Senate Defends Kids' Right to Stuff Their Faces with Potatoes
Washington's War on Potatoes appears to be wrapping up, and... let's see here... potatoes are winning! White potatoes, those excessively salted and fried and embacon'd starch rocks that are now limited to two weekly cafeteria servings under new USDA regulations for federally subsidized school lunches, will soon be freed, as the Senate voted yesterday to "block the USDA from putting any limits on serving potatoes or other vegetables in school lunches."
Senators Susan Collins and Mark Udall, whose states happen to include large potato-growing corporations, introduced the amendment to scrap these do-gooder Obama rules and let the country's fat kids eat all the salty tater tots and baked potatoes with "fixins from the fixins bar" all the time, just like they used to:
"The proposed rule would prevent schools from serving an ear of fresh corn one day and a baked potato another day of the same week, an utterly absurd result," Ms. Collins said.

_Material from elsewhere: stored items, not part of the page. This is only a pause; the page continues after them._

PR #29, opened 2026-07-31
OSAC-3467: Scope fulfillment-service/osac-operator release-trigger tags

eliorerz:
## Summary

Fixes the tag-collision gap identified in OSAC-3467's comments after the OSAC-1733 merge: fulfillment-service's 4 tag-triggered workflows and osac-operator's 2 still trigger on a bare `v*`, so a single tag push right now would fire every one of them at once.

Convention adopted (already precedented by osac-operator's own `api/vX.Y.Z` submodule tags): `<component>/vX.Y.Z`, e.g. `fulfillment-service/v1.2.3`, `osac-operator/v1.2.3`.

**Trigger scoping** (`on.push.tags`):
- `publish-image.yaml`, `publish-binaries.yaml`, `publish-proto.yaml` -> `fulfillment-service/v*`
- `build-image.yaml` -> `osac-operator/v*`

**Downstream version handling** -- scoping the trigger alone isn't sufficient: several steps assumed a bare `vX.Y.Z` tag and would have silently broken (invalid Docker tags containing `/`, goreleaser/semver parsing failing on the prefix, `publish-charts.yaml`'s guard regex rejecting anything not starting with `v`). Updated all of these to strip the known prefix before using the value as a version:
- `publish-image.yaml`/`build-image.yaml`: replaced `docker/metadata-action`'s `type=semver,pattern=...` lines (which match the raw ref and would no longer match a prefixed tag) with a preceding step that strips the prefix and emits `RELEASE_VERSION`/`RELEASE_MAJOR_MINOR`/`RELEASE_MAJOR`, fed in via `type=raw,value=...,enable=...`.
- `publish-binaries.yaml`: strips the prefix and passes the bare version to goreleaser explicitly via `--current-tag` (goreleaser's own tag auto-detection would otherwise try to parse the full scoped tag as semver and fail).
- `publish-proto.yaml`: strips the prefix before using it as the buf push label (cosmetic, buf labels have no semver requirement, but keeps it clean).
- `publish-charts.yaml` (triggered via `workflow_run` from the two image-build workflows, not directly by the tag push): the shared `guard` job now recognizes either component's prefix, strips it to a `version` output (bare `vX.Y.Z`), and validates *that* against the semver regex. All three chart-publishing jobs and `create-operator-release` now derive chart/app versions from `needs.guard.outputs.version` instead of mis-stripping a literal `v` off the front of the full scoped tag (which was a no-op on a tag starting with a component name, not `v`). The full scoped tag is still used wherever the actual git ref matters (`gh release create`, the force-push/retag guard script).

**Stale tags from the subtree merge** -- verified directly against the live repo (`git tag -l` on this clone): **zero tags exist**. This matches what's already recorded in OSAC-3467's comments (subtree-add's internal fetch did not carry tag refs into either the fulfillment-service or osac-operator merge). Nothing to strip for this PR.

## Not included (flagging, not fixing here)
OSAC-3467's third sub-item -- dropping now-unnecessary go.mod version-pin tags now that `go.work` resolves cross-component imports locally -- is a real, separate finding: both `fulfillment-service/go.mod` and `osac-operator/go.mod` still `require github.com/osac-project/osac-operator/api v0.0.7` even though `go.work`'s `use` directive already makes that resolve to the local `./osac-operator/api` in this repo. Left untouched here since it's a Go-module-correctness change (needs `go mod tidy`/build verification, not YAML) rather than CI tag-trigger scoping -- recommend a separate follow-up.

## Validation
- [x] `yamllint -c .yamllint.yaml --strict` on all 5 changed files -- clean.
- [x] `python3 -c "yaml.safe_load(...)"` on all 5 files -- parses.
- [x] Full diff reviewed end-to-end for internal consistency (which value feeds which downstream step).
- [ ] Not able to exercise this live end-to-end (no tag has been pushed to this repo yet, and I didn't want to push a real component-scoped tag myself since that would trigger real image builds/chart publishes/GitHub releases). Recommend a real dry run with a test tag before relying on this for an actual release -- flagging the specific third-party-tool assumptions this makes: `docker/metadata-action`'s `type=raw`/`enable=` combination (well-established, low risk) and goreleaser's `--current-tag` flag overriding its own git-tag auto-detection (a real, documented goreleaser flag, but not exercised here).

## Summary by CodeRabbit

* **Release Automation**
  * Release workflows now support component-specific version tags for service and operator releases.
  * Docker images, binaries, charts, and protocol packages are published with clean, consistent version labels.
  * Chart releases validate version formats and use the extracted component version for packaging and release titles.
  * Builds and publishing are restricted to the appropriate component tags, reducing accidental cross-component releases.

### DIFF
--- a/.github/workflows/build-image.yaml
+++ b/.github/workflows/build-image.yaml
@@ -13,7 +13,7 @@ on:
     branches:
     - main
     tags:
-    - 'v*'
+    - 'osac-operator/v*'
 
 concurrency:
   group: ${{ github.workflow }}-${{ github.event.pull_request.number || github.sha }}
@@ -80,6 +80,17 @@ jobs:
           username: ${{ github.actor }}
           password: ${{ secrets.GITHUB_TOKEN }}
 
+      # Component-scoped tags (see the `tags:` trigger above) can't be used verbatim
+      # as image tags -- Docker/OCI tags can't contain the '/' the git tag does --
+      # so strip the prefix here to recover the bare vX.Y.Z for the actual image tags.
+      - name: Compute release version
+        if: startsWith(github.ref, 'refs/tags/osac-operator/')
+        run: |
+          version="${GITHUB_REF_NAME#osac-operator/}"
+          echo "RELEASE_VERSION=${version}" >> "$GITHUB_ENV"
+          echo "RELEASE_MAJOR_MINOR=${version%.*}" >> "$GITHUB_ENV"
+          echo "RELEASE_MAJOR=${version%%.*}" >> "$GITHUB_ENV"
+
       # Extract metadata (tags, labels) for Docker
       # https://github.com/docker/metadata-action
       - name: Extract Docker metadata
@@ -88,9 +99,9 @@ jobs:
         with:
           images: ${{ env.REGISTRY }}/${{ env.IMAGE_NAME }}
           tags: |
-            type=semver,pattern=v{{version}}
-            type=semver,pattern=v{{major}}.{{minor}}
-            type=semver,pattern=v{{major}}
+            type=raw,value=${{ env.RELEASE_VERSION }},enable=${{ env.RELEASE_VERSION != '' }}
+            type=raw,value=${{ env.RELEASE_MAJOR_MINOR }},enable=${{ env.RELEASE_VERSION != '' }}
+            type=raw,value=${{ env.RELEASE_MAJOR }},enable=${{ env.RELEASE_VERSION != '' }}
             type=ref,event=branch
             type=ref,event=pr
             type=ref,event=tag
--- a/.github/workflows/build-image.yaml
+++ b/.github/workflows/build-image.yaml
@@ -98,13 +98,17 @@ jobs:
         uses: docker/metadata-action@v6
         with:
           images: ${{ env.REGISTRY }}/${{ env.IMAGE_NAME }}
+          # No `type=ref,event=tag` here: the `tags:` trigger above only ever
+          # matches this component's own scoped prefix, so the tag-triggered
+          # case is always covered by the three raw entries below already --
+          # keeping it would just add a redundant, slash-sanitized duplicate
+          # tag (e.g. "osac-operator-v1.2.3").
           tags: |
             type=raw,value=${{ env.RELEASE_VERSION }},enable=${{ env.RELEASE_VERSION != '' }}
             type=raw,value=${{ env.RELEASE_MAJOR_MINOR }},enable=${{ env.RELEASE_VERSION != '' }}
             type=raw,value=${{ env.RELEASE_MAJOR }},enable=${{ env.RELEASE_VERSION != '' }}
             type=ref,event=branch
             type=ref,event=pr
-            type=ref,event=tag
             type=sha
             type=raw,value=latest,enable=${{ github.ref == format('refs/heads/{0}', 'main') }}
 
--- a/.github/workflows/build-image.yaml
+++ b/.github/workflows/build-image.yaml
@@ -87,9 +87,21 @@ jobs:
         if: startsWith(github.ref, 'refs/tags/osac-operator/')
         run: |
           version="${GITHUB_REF_NAME#osac-operator/}"
+          # Same SemVer rule as publish-charts.yaml's guard job -- rejects build
+          # metadata (+...) and validates the core/prerelease shape before it's
+          # trusted as an image tag.
+          semver_re='^v(0|[1-9][0-9]*)\.(0|[1-9][0-9]*)\.(0|[1-9][0-9]*)(-((0|[1-9][0-9]*)|[0-9A-Za-z-]*[A-Za-z-][0-9A-Za-z-]*)(\.((0|[1-9][0-9]*)|[0-9A-Za-z-]*[A-Za-z-][0-9A-Za-z-]*))*)?$'
+          if ! [[ "${version}" =~ ${semver_re} ]]; then
+            echo "::error::Tag '${GITHUB_REF_NAME}' is not a valid semver release tag"
+            exit 1
+          fi
+          # Prerelease identifiers can themselves contain dots (e.g. v1.2.3-beta.1),
+          # so derive major/minor from the prerelease-stripped core version --
+          # otherwise a dotted prerelease would corrupt the major.minor alias.
+          core="${version%%-*}"
           echo "RELEASE_VERSION=${version}" >> "$GITHUB_ENV"
-          echo "RELEASE_MAJOR_MINOR=${version%.*}" >> "$GITHUB_ENV"
-          echo "RELEASE_MAJOR=${version%%.*}" >> "$GITHUB_ENV"
+          echo "RELEASE_MAJOR_MINOR=${core%.*}" >> "$GITHUB_ENV"
+          echo "RELEASE_MAJOR=${core%%.*}" >> "$GITHUB_ENV"
 
       # Extract metadata (tags, labels) for Docker
       # https://github.com/docker/metadata-action
--- a/.github/workflows/publish-binaries.yaml
+++ b/.github/workflows/publish-binaries.yaml
@@ -41,6 +41,7 @@ jobs:
     - uses: goreleaser/goreleaser-action@f06c13b6b1a9625abc9e6e439d9c05a8f2190e94  # v7
       with:
         workdir: fulfillment-service
-        args: release --clean --current-tag ${{ env.RELEASE_VERSION }}
+        args: release --clean
       env:
         GITHUB_TOKEN: ${{ secrets.GITHUB_TOKEN }}
+        GORELEASER_CURRENT_TAG: ${{ env.RELEASE_VERSION }}
--- a/.github/workflows/publish-binaries.yaml
+++ b/.github/workflows/publish-binaries.yaml
@@ -17,7 +17,7 @@ name: Publish binaries
 on:
   push:
     tags:
-    - 'v*'
+    - 'fulfillment-service/v*'
 
 jobs:
 
@@ -34,9 +34,13 @@ jobs:
     - uses: ./.github/actions/setup-go
       with:
         working-directory: fulfillment-service
+    - name: Compute release version
+      # Strip this component's tag prefix (see the `tags:` trigger above) --
+      # goreleaser expects a bare vX.Y.Z, not the scoped git tag.
+      run: echo "RELEASE_VERSION=${GITHUB_REF_NAME#fulfillment-service/}" >> "$GITHUB_ENV"
     - uses: goreleaser/goreleaser-action@f06c13b6b1a9625abc9e6e439d9c05a8f2190e94  # v7
       with:
         workdir: fulfillment-service
-        args: release --clean
+        args: release --clean --current-tag ${{ env.RELEASE_VERSION }}
       env:
         GITHUB_TOKEN: ${{ secrets.GITHUB_TOKEN }}
--- a/.github/workflows/publish-charts.yaml
+++ b/.github/workflows/publish-charts.yaml
@@ -46,20 +46,32 @@ jobs:
     permissions: {}
     if: >
       github.event.workflow_run.event == 'push' &&
-      startsWith(github.event.workflow_run.head_branch, 'v')
+      (startsWith(github.event.workflow_run.head_branch, 'fulfillment-service/v') ||
+       startsWith(github.event.workflow_run.head_branch, 'osac-operator/v'))
     outputs:
       tag: ${{ github.event.workflow_run.head_branch }}
+      version: ${{ steps.check.outputs.version }}
       sha: ${{ github.event.workflow_run.head_sha }}
     steps:
     - name: Check image build result
+      id: check
       env:
         CONCLUSION: ${{ github.event.workflow_run.conclusion }}
         HEAD_BRANCH: ${{ github.event.workflow_run.head_branch }}
       run: |
-        # No build-metadata (+...) suffix allowed: this tag is used verbatim as a
+        # Each component owns a scoped tag prefix (see publish-image.yaml/build-image.yaml's
+        # own `tags:` triggers) so a single tag push can't fire every component's release
+        # chain at once; strip it here to recover the bare vX.Y.Z used for artifact versions.
+        case "$HEAD_BRANCH" in
+          fulfillment-service/v*) VERSION="${HEAD_BRANCH#fulfillment-service/}" ;;
+          osac-operator/v*) VERSION="${HEAD_BRANCH#osac-operator/}" ;;
+          *) echo "::error::Tag '$HEAD_BRANCH' does not match a known component prefix"; exit 1 ;;
+        esac
+
+        # No build-metadata (+...) suffix allowed: this version is used verbatim as a
         # container image tag downstream, and Docker/OCI tags cannot contain '+'.
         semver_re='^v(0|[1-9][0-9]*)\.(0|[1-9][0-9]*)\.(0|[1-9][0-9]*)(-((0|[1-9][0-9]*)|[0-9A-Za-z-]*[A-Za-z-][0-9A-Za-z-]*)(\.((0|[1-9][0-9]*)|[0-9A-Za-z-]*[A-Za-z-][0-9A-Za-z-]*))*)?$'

Mr. Udall said, "Anything can be fried or drowned in any number of fats available to us as consumers." The problem, he said, is not with the potato, but with how it is sometimes prepared.
Well, there goes another attempt to diversify federal food subsidies away from cheap starches covered in salt, but fair enough. The USDA under this amendment would "still have flexibility to regulate the preparation of the potatoes when it issues the final version of the school lunch rule," so maybe Senator Udall should share those healthy recipes of his.